4. DESIGNED FOR CONTINUOUS LEARNING AT LARGE
Just like children don’t stay in kindergarten forever, AI training methods should be ongoing. Upgraded. However, AI developers too often focus on the latest developments in AI algorithms and individual use cases rather than designing systems to cover a large number of use cases and data streams.
For example, consider Kemira, a company that specializes in sustainable chemical solutions for water-intensive industries such as paper and pulp production. that is, machine learning based solution Uncover causal relationships between variables in the papermaking process and identify process conditions and phenomena that can lead to production failures and quality issues. As the system accumulates In addition to gaining insight into the root cause of potential instability, Generate actionable risk mitigation recommendations For paper machine operators. To ensure scalability, the system is cloud-based and uses MLOps for model retraining governance, enabling expansion to more use cases.
A key element in designing learning at scale is a system architecture that automatically collects feedback, updates a large number of AI models frequently, and generates simulated training data. Finnish energy company Suur-Savon Sähkö has developed an AI forecasting method that: Learn from historical and real-time consumption data to Improve the efficiency of energy production and the accuracy of heating supply temperature prediction by more than 50%..
Going one step further, companies can develop simulation environments that generate synthetic data and enable faster development cycles. For example, Tesla takes data from its vehicles and feeds it into simulators that simulate complex traffic. This will generate new synthetic training data.

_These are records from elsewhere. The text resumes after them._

PR #242, opened 2022-05-19
EGDL-3124: Added Metastore availability metrics

JayGreeeen:


waggle-dance-core/src/main/java/com/hotels/bdp/waggledance/metrics/MetastoreAvailabilityMetric.java
```diff
@@ -0,0 +1,18 @@
+package com.hotels.bdp.waggledance.metrics;
+
+public enum MetastoreAvailabilityMetric {
+
+  IS_AVAILABLE(0),
+  IS_UNAVAILABLE(1),
+  IS_UNKNOWN(2);
+
+  private final int availabilityValue;
```
patduin, line 9: Can you move this to the `MetaStoreStatus` enum. Have a `getIntValue` method on it so we don't need two enums?

JayGreeeen: Didn't realise this is our thing, I will absolutely do that. Nice catch 🙌🏻

waggle-dance-core/src/test/java/com/hotels/bdp/waggledance/mapping/service/impl/PollingFederationServiceTest.java
```diff
@@ -38,12 +41,15 @@
...
   private @Mock PopulateStatusFederationService populateStatusFederationService;
+  private MeterRegistry meterRegistry;
 
   private PollingFederationService service;
 
   @Before
   public void setUp() {
     service = new PollingFederationService(populateStatusFederationService);
+    meterRegistry = new SimpleMeterRegistry();
+    service.setMeterRegistry(meterRegistry);
```
patduin, line 52: Shouldn't there be an actual test here?

patduin (approved):

Issue #264, opened 2023-03-02
Waggle-dance does not support DIGEST protocol


zzzzming95:
Hey, I have a problem. Our environment is based on kerberos. I backport this patch` https://github.com/ExpediaGroup/waggle-dance/commit/a4ea6950eb755ca279e405b3730a6f9a0a28f1dc ` to `3.10.10` .

Now we can using waggle-dance via kerberos protocol like hive-client or spark-client.

However, when I want to use hiveserver2 or trino based on the delegation-token mechanism, the connection fails.

The authentication mechanism of hiveserver2 is to use the kerberos protocol connection for the first time, obtain the delegation-token, and then add the token to the UGI, `ugi. addToken (delegationToken);` Later, the connection will be made through the 'DIGEST' protocol. 

The following is the code for the client to create different protocols.
```
        public TTransport createClientTransport(String principalConfig, String host, String methodStr, String tokenStrForm, final TTransport underlyingTransport, final Map<String, String> saslProps) throws IOException {
            final AuthMethod method = (AuthMethod)AuthMethod.valueOf(AuthMethod.class, methodStr);
            TTransport saslTransport = null;
            switch(method) {
            case DIGEST:
                Token<DelegationTokenIdentifier> t = new Token();
                t.decodeFromUrlString(tokenStrForm);
                saslTransport = new TSaslClientTransport(method.getMechanismName(), (String)null, (String)null, "default", saslProps, new HadoopThriftAuthBridge.Client.SaslClientCallbackHandler(t), underlyingTransport);
                return new TUGIAssumingTransport(saslTransport, UserGroupInformation.getCurrentUser());
            case KERBEROS:
                String serverPrincipal = SecurityUtil.getServerPrincipal(principalConfig, host);
```

In the server log of waggle-dance, there will be the following error.

```
java.lang.NullPointerException: null
    at org.apache.hadoop.security.SaslRpcServer.getIdentifier(SaslRpcServer.java:198) ~[hadoop-common-2.10.1.jar!/:?]
    at org.apache.hadoop.hive.thrift.HadoopThriftAuthBridge$Server$TUGIAssumingProcessor.process(HadoopThriftAuthBridge.java:573) ~[hive-shims-common-2.3.7.jar!/:2.3.7]
    at org.apache.thrift.server.TThreadPoolServer$WorkerProcess.run(TThreadPoolServer.java:286) [libthrift-0.9.3.jar!/:0.9.3]
[...]

PR #266, opened 2023-04-01
Support kerberos and delegation-token

zzzzming95:
### :pencil: Description

The authentication of our environment is all based on kerberos. I can see the kerberos patch in : https://github.com/ExpediaGroup/waggle-dance/commit/a4ea6950eb755ca279e405b3730a6f9a0a28f1dc

But the earlier patch for kerberos has some flaws, such it not support delegation-token auth , using the duplicate `HadoopThriftAuthBridge.Server`. We fix it and now it work well in our env.

### :link: Related Issues
https://github.com/ExpediaGroup/waggle-dance/issues/264


patduin:
> @abhimanyugupta07 @javsanbel2 cc

Thanks for the contribution! We'll try to have some eyes on this asap. 
Just a quick FYI we can run our tests but we don't have a Kerberos environment ourselves so those specific changes we'll have to rely on your tests.

waggle-dance-core/src/main/java/com/hotels/bdp/waggledance/client/DefaultMetaStoreClientFactory.java
```diff
@@ -87,8 +99,26 @@ public Object invoke(Object proxy, Method method, Object[] args) throws Throwabl
...
           return Lists.newArrayList(user);
         }
+      case "get_delegation_token":
+        try {
+          base.open(cachedUgi);
+          Object token = doRealCall(method, args, attempt);
+          if (useSasl) {
+            this.delegationToken = (String) token;
+            base.close();
+            String newTokenSignature = base.getHiveConfValue(HiveConf.ConfVars.METASTORE_TOKEN_SIGNATURE.varname,
```
abhimanyugupta07, line 109: why do you have to set the default value "WAGGLEDANCETOKEN" here ?

are you not able to set it in the hive-site.xml and use it here ?

waggle-dance-core/src/main/java/com/hotels/bdp/waggledance/client/DefaultMetaStoreClientFactory.java
```diff
@@ -132,6 +162,33 @@ private void reconnectIfDisconnected() {
...
+      UserGroupInformation currUser = UserGroupInformation.getCurrentUser();
+      if (delegationToken == null && currUser != UserGroupInformation.getLoginUser() && useSasl) {
+        String currShortName = currUser.getShortUserName();
+        Method getTokenMethod =
+                ThriftHiveMetastore.Iface.class.getMethod("get_delegation_token",
+                        String.class, String.class);
+        Object[] args = new Object[2];
+        args[0] = currShortName;
+        args[1] = currShortName;
+        String token = (String) doRealCall(getTokenMethod, args, 0);
```
patduin, line 177: This next few lines are duplicated above maybe we can refactor this in a method

waggle-dance-core/src/main/java/com/hotels/bdp/waggledance/client/DefaultMetaStoreClientFactory.java
```diff
@@ -132,6 +162,33 @@ private void reconnectIfDisconnected() {
...
+        base.close();
+        String newTokenSignature = base.getHiveConfValue(HiveConf.ConfVars.METASTORE_TOKEN_SIGNATURE.varname,
+                tokenSignature);
+        base.setHiveConfValue(HiveConf.ConfVars.METASTORE_TOKEN_SIGNATURE.varname,
+                newTokenSignature);
+        Utils.setTokenStr(currUser, token, newTokenSignature);
+        this.delegationToken = token;
+      }
+      if (!base.isOpen()) {
```
patduin, line 186: move this in inside the if above so we don't change existing logic.

waggle-dance-core/src/main/java/com/hotels/bdp/waggledance/mapping/service/impl/PrefixBasedDatabaseMappingService.java
```diff
@@ -92,6 +92,12 @@ public PrefixBasedDatabaseMappingService(
 
   private void add(AbstractMetaStore metaStore) {
     MetaStoreMapping metaStoreMapping = metaStoreMappingFactory.newInstance(metaStore);
+    // connect metastore first
+    if (!metaStoreMapping.isAvailable()) {
```
patduin, line 96: why was this added?

waggle-dance-core/src/main/java/com/hotels/bdp/waggledance/util/SaslHelper.java
```diff
@@ -0,0 +1,117 @@
...
+import org.apache.hive.service.auth.HiveAuthFactory;
+import org.apache.hive.service.auth.PlainSaslHelper;
+import org.apache.hive.service.auth.SaslQOP;
+import org.apache.thrift.transport.TSaslServerTransport;
+import org.apache.thrift.transport.TTransportException;
+import org.apache.thrift.transport.TTransportFactory;
+
+public class SaslHelper {
+  public static HadoopThriftAuthBridge.Server createSaslServer(HiveConf conf) throws TTransportException {
+    HadoopThriftAuthBridge.Server saslServer = saslServer = null;
```
patduin, line 42:
```
HadoopThriftAuthBridge.Server saslServer = null;
```

patduin (changes requested):
Hi this looks good, just some small comments please have a look. Once merged we can get roll a release.

waggle-dance-core/src/main/java/com/hotels/bdp/waggledance/mapping/service/impl/PrefixBasedDatabaseMappingService.java
patduin: Hmm not sure I follow, this method just adds a Metastore to the list of configured metastores and you're just logging a warning. 
You've already changed the code to do the delegate connection here:
[DefaultMetaStoreClientFactory.java](https://github.com/ExpediaGroup/waggle-dance/pull/266/files#diff-ee675b8d870d29e0855316cdace45011de4a0a97a308fe7cefbabb4937baa63a)
Which is the correct place to add the logic. 

Adding this here just forces a client.isOpen/getStatus call earlier in the process. Might not be needed...

patduin: The call `StaticDatabaseMappingService` is done because we have to get the database e.g. make a real connection.
Here I think we can defer till we get a use call (Which will do the getDelegate then) but it might not have a lot of impact. We can leave it an see.

patduin (approved):
@abhimanyugupta07 have a look please if ok, we can merge this.

HowToKerberize.md
```diff
@@ -0,0 +1,106 @@
+![Bee waggle-dancing on a hive.](logo.png "Federating Hive Meta Stores.")
+
+# Additional instruction to use Waggle Dance in kerberized environment
```
massdosage, line 3:
```suggestion
# Additional instructions to use Waggle Dance in a Kerberized environment
```

HowToKerberize.md
```diff
@@ -0,0 +1,106 @@
...
+
+
+### Process
+
+In a kerberos environment, after a client requests waggle-dance, waggle-dance requests the proxy user's token from the metastore and then uses that token to communicate with the metastore.
```
massdosage, line 8:
```suggestion
In a Kerberos environment a client make a request to Waggle Dance which in turn requests the proxy user's token from the metastore and then uses this token to communicate with the metastore.
```

HowToKerberize.md
```diff
@@ -0,0 +1,106 @@
...
+
+This is necessary in some scenarios that require permission authentication. Such as the `create_table` API that requires the proxy user to create hdfs directories.
```
massdosage, line 10:
```suggestion
This is necessary in certain scenarios that need authentication - for example the `create_table` API that requires the proxy user to create HDFS directories.
```

HowToKerberize.md
```diff
@@ -0,0 +1,106 @@
...
+
+![image](https://user-images.githubusercontent.com/13965087/229339323-260f3c17-46c0-4471-81d2-cdbcfa0fe3ce.png)
```
massdosage, line 12: We should move a cleaned up version of this diagram to this repository instead of an external link.

HowToKerberize.md
```diff
@@ -0,0 +1,106 @@
...
+
+In addition, because kerberos authentication requires a delegation-token to proxy as other users. The proxy user of the session is shared globally, which means we need to make all Hive Metastores share a set of delegation-token storage so that a single delegation-token can be authenticated by multiple Metastores.
```
massdosage, line 14:
```suggestion
In addition, because Kerberos authentication requires a delegation-token to proxy as other users, the proxy user of the session is shared globally. This means we need to make all Hive Metastores share a set of delegation-token storage so that a single delegation-token can be authenticated by multiple Metastores.
```

HowToKerberize.md
```diff
@@ -0,0 +1,106 @@
...
+
+**One solution is to use zookeeper to store tokens for all Hive Metastores, which is essential.**
```
massdosage, line 16:
```suggestion
**One solution is to use Zookeeper to store tokens for all Hive Metastores**
```

HowToKerberize.md
```diff
@@ -0,0 +1,106 @@
...
+
+### Prerequisites
+
+* Kerberized claster:
```
massdosage, line 20:
```suggestion
* Kerberized cluster:
```

HowToKerberize.md
```diff
@@ -0,0 +1,106 @@
...
+  active KDC,
+  some required properties in configuration files of hadoop services
```
massdosage, line 22:
```suggestion
  some required properties in configuration files of Hadoop services
```

HowToKerberize.md
```diff
@@ -0,0 +1,106 @@
...
+* User account with privileges in ipa
```
massdosage, line 23: What is `ipa`?

HowToKerberize.md
```diff
@@ -0,0 +1,106 @@
...
+* Zookeeper to store delegation-token (Recommend)
```
massdosage, line 24:
```suggestion
* Zookeeper to store delegation-token (Recommended)
```

HowToKerberize.md
```diff
@@ -0,0 +1,106 @@
...
+
+### Configuration
+
+Waggle Dance does not read hadoop's *core-site.xml* so a general property providing kerberos auth should be added to
+the Hive configuration file *hive-site.xml*:
```
massdosage, line 29:
```suggestion
Waggle Dance does not read Hadoop's `core-site.xml` so a general property providing Kerberos auth should be added to
the Hive configuration file `hive-site.xml`:
```

HowToKerberize.md
```diff
@@ -0,0 +1,106 @@
...
+
+```
+<property>
+  <name>hadoop.security.authentication</name>
+  <value>KERBEROS</value>
+</property>
+```
+
+
+Besides Waggle Dance needs a keytab file to communicate with the Metastore so following properties should be present:
```
massdosage, line 39:
```suggestion
Waggle Dance also needs a keytab file to communicate with the Metastore so the following properties should be present:
```

HowToKerberize.md
```diff
@@ -0,0 +1,106 @@
...
+```
+<property>
+  <name>hive.metastore.sasl.enabled</name>
+  <value>true</value>
+</property>
+<property>
+  <name>hive.metastore.kerberos.principal</name>
+  <value>hive/_HOST@DEV.DF.SBRF.RU</value>
```
massdosage, line 47: Can we make this more generic?

HowToKerberize.md
```diff
@@ -0,0 +1,106 @@
...
+</property>
+<property>
+  <name>hive.metastore.kerberos.keytab.file</name>
+  <value>/etc/hive.keytab</value>
+</property>
+```
+
+In addition, all metastores need to use the zk shared token:
```
massdosage, line 55:
```suggestion
In addition, all metastores need to use the Zookeeper shared token:
```

HowToKerberize.md
```diff
@@ -0,0 +1,106 @@
...
+    <name>hive.cluster.delegation.token.store.zookeeper.connectString</name>
+    <value>zk1:2181,zk2:2181,zk3:2181</value>
+  </property>
+  <property>
+    <name>hive.cluster.delegation.token.store.zookeeper.znode</name>
+    <value>/hive/token</value>
+  </property>
+```
+
+If you are intending to use a beeline client, following properties may be valuable:
```
massdosage, line 71:
```suggestion
If you are intending to use a Beeline client, the following properties may be valuable:
```

HowToKerberize.md
```diff
@@ -0,0 +1,106 @@
...
+  <name>hive.server2.transport.mode</name>
+  <value>http</value>
+</property>
+<property>
+  <name>hive.server2.authentication</name>
+  <value>KERBEROS</value>
+</property>
+<property>
+  <name>hive.server2.authentication.kerberos.principal</name>
+  <value>hive/_HOST@DEV.DF.SBRF.RU</value>
```
massdosage, line 83: Same as above

HowToKerberize.md
```diff
@@ -0,0 +1,106 @@
...
+<property>
+  <name>hive.server2.enable.doAs</name>
+  <value>false</value>
+</property>
+```
+
+
+### Running
+
+The Waggle Dance should be starting as privileged user with a fresh keytab.
```
massdosage, line 98:
```suggestion
Waggle Dance should be started by a privileged user with a fresh keytab.
```

HowToKerberize.md
```diff
@@ -0,0 +1,106 @@
...
+
+If Waggle Dance throws a GSS exception, you have problem with the keytab file.
+Try to perform `kdestroy` and `kinit` operations and check for a keytab file ownership.
```
massdosage, line 101:
```suggestion
Try to perform `kdestroy` and `kinit` operations and check the keytab file ownership flags.
```

HowToKerberize.md
```diff
@@ -0,0 +1,106 @@
...
+
+If the Metastore throws an exception with code -127, Waggle Dance uses wrong authentication policy.
```
massdosage, line 103:
```suggestion
If the Metastore throws an exception with code -127, Waggle Dance is probably using the wrong authentication policy.
```

HowToKerberize.md
```diff
@@ -0,0 +1,106 @@
...
+Check hive-conf.xml for a correct configuration and make sure that HIVE_HOME and HIVE_CONF_DIR are defined.
```
massdosage, line 104:
```suggestion
Check the values in `hive-conf.xml` and make sure that HIVE_HOME and HIVE_CONF_DIR are defined.
```

waggle-dance-core/pom.xml
```diff
@@ -350,6 +350,21 @@
         </exclusion>
       </exclusions>
     </dependency>
+    <dependency>
```
massdosage, line 353: This section is for `test` dependencies. Is this only needed for tests? If so `<scope>test</scope>` should be added. If not it should be moved to the `hive` section between lines 118 and 163.

waggle-dance-core/src/main/java/com/hotels/bdp/waggledance/util/SaslHelper.java
```diff
@@ -0,0 +1,117 @@
...
+import org.apache.hadoop.hive.thrift.HadoopThriftAuthBridge;
+import org.apache.hadoop.hive.thrift.HiveDelegationTokenManager;
+import org.apache.hive.service.auth.HiveAuthFactory;
+import org.apache.hive.service.auth.PlainSaslHelper;
+import org.apache.hive.service.auth.SaslQOP;
+import org.apache.thrift.transport.TSaslServerTransport;
+import org.apache.thrift.transport.TTransportException;
+import org.apache.thrift.transport.TTransportFactory;
+
+public class SaslHelper {
```
massdosage, line 40: Since this is a "util" class it should be made final and have a private no-args constructor added to enforce only static usage.

waggle-dance-core/src/main/java/com/hotels/bdp/waggledance/util/SaslHelper.java
```diff
@@ -0,0 +1,117 @@
...
+  }
+
+  public static Map<String, String> getSaslProperties(HiveConf hiveConf) {
+    Map<String, String> saslProps = new HashMap<String, String>();
+    SaslQOP saslQOP = SaslQOP.fromString(hiveConf.getVar(HiveConf.ConfVars.HIVE_SERVER2_THRIFT_SASL_QOP));
+    saslProps.put(Sasl.QOP, saslQOP.toString());
+    saslProps.put(Sasl.SERVER_AUTH, "true");
+    return saslProps;
+  }
+}
```
massdosage, line 117: Please add a closing line break.

waggle-dance-core/src/main/java/com/hotels/bdp/waggledance/client/DefaultMetaStoreClientFactory.java
```diff
@@ -132,6 +158,36 @@ private void reconnectIfDisconnected() {
...
+        this.delegationToken = token;
+        if (!base.isOpen()) {
+          base.open(cachedUgi);
+        }
+      }
+      return delegationToken;
+    }
+
+    private void setTokenStr2Ugi(UserGroupInformation currUser, String token) throws IOException {
+      String newTokenSignature = base.getHiveConfValue(HiveConf.ConfVars.METASTORE_TOKEN_SIGNATURE.varname,
```
massdosage, line 185: I'd suggest replacing the `getHiveConfValue` and `setHiveConfValue` methods could with a new method, something like `generateNewTokenSignature` which does all of this?

waggle-dance-core/src/main/java/com/hotels/bdp/waggledance/client/DefaultMetaStoreClientFactory.java
```diff
@@ -52,6 +60,10 @@ private ReconnectingMetastoreClientInvocationHandler(
       this.name = name;
       this.maxRetries = maxRetries;
       this.base = base;
+      if (base != null)
+        this.useSasl = base.getHiveConfBool(HiveConf.ConfVars.METASTORE_USE_THRIFT_SASL);
```
massdosage, line 64: We could rename this method to `isSaslEnabled`, remove the argument and then we won't need to expose the fact that the conf is being used etc.

massdosage (changes requested):

patduin:
> @abhimanyugupta07 have a look please if ok, we can merge this.

or @massdosage  :) thanks for reviewing

waggle-dance-core/src/main/java/com/hotels/bdp/waggledance/client/DefaultMetaStoreClientFactory.java
abhimanyugupta07: can you elaborate a bit more on why do you have to mask a default value for this property ?

abhimanyugupta07: If you put a null/empty check and only set it when it is actually set in the hive-site.xml, will it not be sufficient ?

waggle-dance-core/src/main/java/com/hotels/bdp/waggledance/mapping/service/impl/PrefixBasedDatabaseMappingService.java
patduin: Hi been testing with this call and please remove this. It will impact normal calls.
Considers federating to 10+ metastores we'll be doing this isAvailable check for all of them and if any of those are slow to respond we've added unnecessary latency. These calls should happen lazily only if needed. 
Which I think will work ok because of your changes in the `DefaultMetaStoreClientFactory`.

patduin (changes requested):
Did some checks please have a look :)

waggle-dance-core/src/main/java/com/hotels/bdp/waggledance/mapping/service/impl/PrefixBasedDatabaseMappingService.java
patduin: This part of the code should not have any knowledge of SASL or non SASL connection it should treat it all the same.

If this call is needed for Kerberos then something might need to be added in: `TProcessorFactorySaslDecorator`
Specifically I am thinking that perhaps you can inject: `NotifyingFederationService notifyingFederationService` and ` MetaStoreMappingFactory metaStoreMappingFactory` in the `MetaStoreProxyServer`

Then add it to call here: https://github.com/ExpediaGroup/waggle-dance/pull/266/files#diff-b9afe479963c18cd3af539fa88f9b7b728510cf1ad2b24a2ee26658a423770c1R210

In the `TProcessorFactorySaslDecorator.getProcess()`
Do a loop over notifyingFederationService.getAll() for each create a mapping and check availability. That way the extra work is only done for kerberos and won't affect anything else.

HowToKerberize.md
patduin: I think what @massdosage means is to upload the image as part of the PR and reference it just like we do with: https://github.com/ExpediaGroup/waggle-dance/blob/main/system-diagram.png

waggle-dance-core/src/main/java/com/hotels/bdp/waggledance/mapping/service/impl/PrefixBasedDatabaseMappingService.java
```diff
@@ -92,10 +93,16 @@ public PrefixBasedDatabaseMappingService(
 
   private void add(AbstractMetaStore metaStore) {
     MetaStoreMapping metaStoreMapping = metaStoreMappingFactory.newInstance(metaStore);
+
     DatabaseMapping databaseMapping = createDatabaseMapping(metaStoreMapping);
 
     if (metaStore.getFederationType() == PRIMARY) {
       primaryDatabaseMapping = databaseMapping;
+      if (!metaStoreMapping.isAvailable()) {
```
patduin, line 101: ok I still think this is brittle because the code relies on a side-effect of `isAvailable` but ok if this is a simple solution for kerberizing.

waggle-dance-core/src/main/java/com/hotels/bdp/waggledance/mapping/service/impl/PrefixBasedDatabaseMappingService.java
```diff
@@ -430,6 +437,7 @@ public void close() throws IOException {
       for (MetaStoreMapping metaStoreMapping : mappingsByPrefix.values()) {
         metaStoreMapping.close();
       }
+      TokenWrappingHMSHandler.removeToken();
```
patduin, line 440: this line should go: it's untestable and there is lifecycle where this is calls via the `TTransportMonitor` which call closes on the TokenWrappingHMSHandler which should remove the token already.

waggle-dance-core/src/main/java/com/hotels/bdp/waggledance/mapping/service/impl/StaticDatabaseMappingService.java
```diff
@@ -408,6 +409,7 @@ public void close() throws IOException {
       for (MetaStoreMapping metaStoreMapping : mappingsByMetaStoreName.values()) {
         metaStoreMapping.close();
       }
+      TokenWrappingHMSHandler.removeToken();
```
patduin, line 412: please remove this calls should no know anything about tokens

waggle-dance-core/src/main/java/com/hotels/bdp/waggledance/server/TSetIpAddressProcessorFactory.java
```diff
@@ -60,8 +60,11 @@ public TProcessor getProcessor(TTransport transport) {
       CloseableIHMSHandler baseHandler = federatedHMSHandlerFactory.create();
       IHMSHandler handler = newRetryingHMSHandler(ExceptionWrappingHMSHandler.newProxyInstance(baseHandler), hiveConf,
           false);
+      boolean useSASL = hiveConf.getBoolVar(HiveConf.ConfVars.METASTORE_USE_THRIFT_SASL);
+      IHMSHandler tokenHandler = newRetryingHMSHandler(TokenWrappingHMSHandler.newProxyInstance(handler, useSASL), hiveConf,
```
patduin, line 64: wrap this line in: 
```
if (useSasl) {
IHMSHandler tokenHandler = newRetryingHMSHandler(TokenWrappingHMSHandler.newProxyInstance(handler), hiveConf, false);
transportMonitor.monitor(transport, tokenHandler);
return new TSetIpAddressProcessor<>(tokenHandler);
} else {
 transportMonitor.monitor(transport, baseHandler);
 return new TSetIpAddressProcessor<>(handler);
}

File: waggle-dance-core/src/main/java/com/hotels/bdp/waggledance/client/DefaultMetaStoreClientFactory.java [hunk 35]
```diff
@@ -87,7 +100,22 @@ public Object invoke(Object proxy, Method method, Object[] args) throws Throwabl
...
+            base.close();
+            setTokenStr2Ugi(UserGroupInformation.getCurrentUser(), (String) token);
+            base.open(cachedUgi);
+          }
+          return token;
+        } catch (IOException | TException e) {
+          throw new MetastoreUnavailableException("Couldn't setup delegation token in the ugi: ", e);
+        }
       default:
+        genToken();
```
patduin, line 118: shouldn't this only be done when useSasl=true?

waggle-dance-core/src/main/java/com/hotels/bdp/waggledance/server/TokenWrappingHMSHandler.java
```diff
@@ -0,0 +1,93 @@
...
+import java.lang.reflect.InvocationHandler;
+import java.lang.reflect.Method;
+import java.lang.reflect.Proxy;
+
+import org.apache.hadoop.hive.metastore.IHMSHandler;
+import org.apache.hadoop.security.UserGroupInformation;
+import org.slf4j.Logger;
+import org.slf4j.LoggerFactory;
+
+public class TokenWrappingHMSHandler implements InvocationHandler {
```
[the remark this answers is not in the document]
patduin: Would be nice if it had a unit test :)

waggle-dance-core/src/test/java/com/hotels/bdp/waggledance/client/DefaultMetaStoreClientFactoryTest.java
```diff
@@ -107,7 +108,7 @@ public void defaultMethodCallThrowsTransportExceptionRetries() throws TException
 
     String result = iface.getName();
     assertThat(result, is("ourName"));
-    verify(base).open(null);
+    verify(base, Mockito.times(2)).open(null);
```
patduin, line 111: I think is back to 1 call???

waggle-dance-core/src/main/java/com/hotels/bdp/waggledance/client/DefaultMetaStoreClientFactory.java
```diff
@@ -132,6 +160,22 @@ private void reconnectIfDisconnected() {
       }
     }
 
+    private void genToken() throws Throwable {
```
patduin, line 163: I quite like the approach of the TokenWrappingHMSHandler being separate for this code the client I suggest we do the same and create a `SaslMetastoreClientHander implements  InvocationHandler`  
This class newInstance methos can check if useSasl=true and wrap the `ReconnectingMetastoreClientInvocationHandler` inside the Sasl handler. That way we don't affect the non sasl code paths at all.

Let me know what you think.

waggle-dance-core/src/main/java/com/hotels/bdp/waggledance/client/DefaultMetaStoreClientFactory.java
```diff
@@ -155,9 +226,17 @@ CloseableThriftHiveMetastoreIface newInstance(
...
       ThriftMetastoreClientManager base) {
     ReconnectingMetastoreClientInvocationHandler reconnectingHandler = new ReconnectingMetastoreClientInvocationHandler(
-        name, reconnectionRetries, base);
-    return (CloseableThriftHiveMetastoreIface) Proxy
-        .newProxyInstance(getClass().getClassLoader(), INTERFACES, reconnectingHandler);
+            name, reconnectionRetries, base);
+    if (base.isSaslEnabled()) {
+      CloseableThriftHiveMetastoreIface ifaceReconnectingHandler = (CloseableThriftHiveMetastoreIface) Proxy
+              .newProxyInstance(getClass().getClassLoader(), INTERFACES, reconnectingHandler);
+      // Warpping the SaslMetastoreClientHander to handle delegation token if using sasl
```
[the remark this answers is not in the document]
patduin: Warpping=wrapping

waggle-dance-core/src/main/java/com/hotels/bdp/waggledance/client/DefaultMetaStoreClientFactory.java
```diff
@@ -155,9 +226,17 @@ CloseableThriftHiveMetastoreIface newInstance(
       int reconnectionRetries,
       ThriftMetastoreClientManager base) {
     ReconnectingMetastoreClientInvocationHandler reconnectingHandler = new ReconnectingMetastoreClientInvocationHandler(
-        name, reconnectionRetries, base);
-    return (CloseableThriftHiveMetastoreIface) Proxy
-        .newProxyInstance(getClass().getClassLoader(), INTERFACES, reconnectingHandler);
+            name, reconnectionRetries, base);
+    if (base.isSaslEnabled()) {
```
patduin, line 230: we have a test `DefaultMetastoreClientFactory.closeNullBase` which test that base == null, this test I think can be deleted we don't check for null anywhere except in the close method.

waggle-dance-core/src/test/java/com/hotels/bdp/waggledance/client/DefaultMetaStoreClientFactoryTest.java
```diff
@@ -122,7 +123,7 @@ public void set_ugi_before_call() throws Exception {
     String name = iface.getName();
 
     assertThat(name, is("ourName"));
-    verify(base).open(TEST_ARGS);
+    verify(base, Mockito.times(2)).open(TEST_ARGS);
```
patduin, line 126: this is called once

waggle-dance-core/src/main/java/com/hotels/bdp/waggledance/server/TokenWrappingHMSHandler.java
```diff
@@ -0,0 +1,99 @@
...
+ *
+ * Unless required by applicable law or agreed to in writing, software
+ * distributed under the License is distributed on an "AS IS" BASIS,
+ * WITHOUT WARRANTIES OR CONDITIONS OF ANY KIND, either express or implied.
+ * See the License for the specific language governing permissions and
+ * limitations under the License.
+ */
+package com.hotels.bdp.waggledance.server;
+
+import java.lang.reflect.*;
```
patduin, line 18: organize imports please

patduin (approved):

patduin:
Thank you @zzzzming95 This looks good!
 I think @massdosage still has some open comments, please have a look.
@massdosage @abhimanyugupta07 if you both are happy please approve?

massdosage:
LGTM, thanks for the contribution @zzzzming95

abhimanyugupta07 (approved):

AILiveSim has developed a parametric and domain independent system. Simulation environment Supports mechanical applications in automobiles, autonomous ships, and autonomous mining. Simulators allow companies to build prototypes and validate concepts. Create a synthetic data set for training an AI system. Algorithm debugging and optimization. We test and validate our products. Accelerate the development of machine learning systems by acquiring data and testing rare, real-world cases.
In summary, ohOrganizations that switch to a growth mindset and adopt the continuous learning method described above are more likely to create AI solutions that are well-suited for a rapidly evolving world. By using a continuous stream of data and feedback to nurture algorithms, organizations can ensure their products and services are agile, secure and relevant.